This strategy will backfire and hurt both students and the country.
Let me explain.
First, an education lacking in the liberal arts hurts our students – as citizens and human beings. My students are acutely aware we face grave challenges: climate crises, pervasive poverty, threats to democracy, racial and gender discrimination, and much more. They know they’re entering a profoundly unfair world. To take their money and turn them into assembly-line tools for existing jobs while ignoring the harms they know are coming to them and their children is cynical and impractical. By failing to teach them our history, political landscape, and critical thinking about the world around them, we risk treating them as less than full human beings with their own concerns.
That’s what W.E.B. Du Bois’ warned in “The Souls of Black Folks” in 1903, saying whites wished Blacks “educated as a tool, as a means of serving and ministering to the White race.” True freedom, he argued, required Black individuals to be trained not just to fit in but to change the world. They needed the enlarging perspectives of a liberal arts education to enable them to reimagine and reshape the world.

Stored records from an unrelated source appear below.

PR #141, opened 2023-07-12
Adds FF library plugin

Steve-Mcl:
## Description

NOTE: This is part 2 of 2 PRs to enable the feature described in https://github.com/flowforge/flowforge/issues/2294

1. Adds duplicate of `flowforge-nr-launcher/lib/storage/libraryPlugin.js`
2. Checks and stores new boolean property `licensed` to include (or exclude) the necessary settings for loading the plugin
3. Plugin integration is made via `nodesDir` and points to the plugin path within the agent
   1. NOTE: a dummy package.json file was also added alongside the plugin since it would not load without it
4. adds test `updates licensed state`
5. updates existing tests to ensure correct presence and state of the `licensed` flag

## Related Issue(s)

https://github.com/flowforge/flowforge/issues/2294

## Checklist

    - [ ] Upgrade instructions
    - [ ] Configuration details
    - [ ] Concepts

## Labels


package.json
```diff
@@ -2,6 +2,14 @@
     "name": "@flowforge/flowforge-device-agent",
     "version": "1.9.4",
     "description": "An Edge Agent for running Node-RED instances deployed from the FlowForge Platform",
+    "exports": {
+        "./libraryPlugin": "./lib/plugins/libraryPlugin.js"
+    },
+    "node-red": {
+        "plugins": {
+            "flowforge-library": "lib/plugins/libraryPlugin.js"
```
Steve-Mcl, line 10:
```suggestion
        "./libraryPlugin": "./lib/plugins/node_modules/libraryPlugin.js"
    },
    "node-red": {
        "plugins": {
            "flowforge-library": "lib/plugins/node_modules/libraryPlugin.js"
```

knolleary: I don't think the device agent's package.json should have a node-red section at all - it isn't a module that is intended to provide plugins to anything other than the NR instance it spawns.

Steve-Mcl: Agreed - we can add later if that becomes necessary. Will remove

package.json
```diff
@@ -2,6 +2,14 @@
...
+        }
+    },
```
Steve-Mcl, line 12:
```suggestion
```

Remove "node-red" section - not required right now.

knolleary (approved):
Looks good. Thanks @Steve-Mcl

Second, offering only educational programs with specialized professional tracks will hurt these students as workers and citizens. With technology’s advances and the climate changing our economic landscape, today’s specialized job skills will become obsolete. The next generation will need soft skills like problem-solving and critical thinking to adapt and stay employed. Researchers find that liberal arts education fosters cognitive empathy and complex problem solving (including analyzing the relationships among parts of an organization or challenge) – and gives individuals flexibility to navigate career changes in a volatile job market.
Studying history, political science, literature, and the like helps students develop skills that endure: navigating ambiguity, empathizing with diverse populations, and understanding flexible systems. Professional training is valuable – but less valuable when taught in isolation.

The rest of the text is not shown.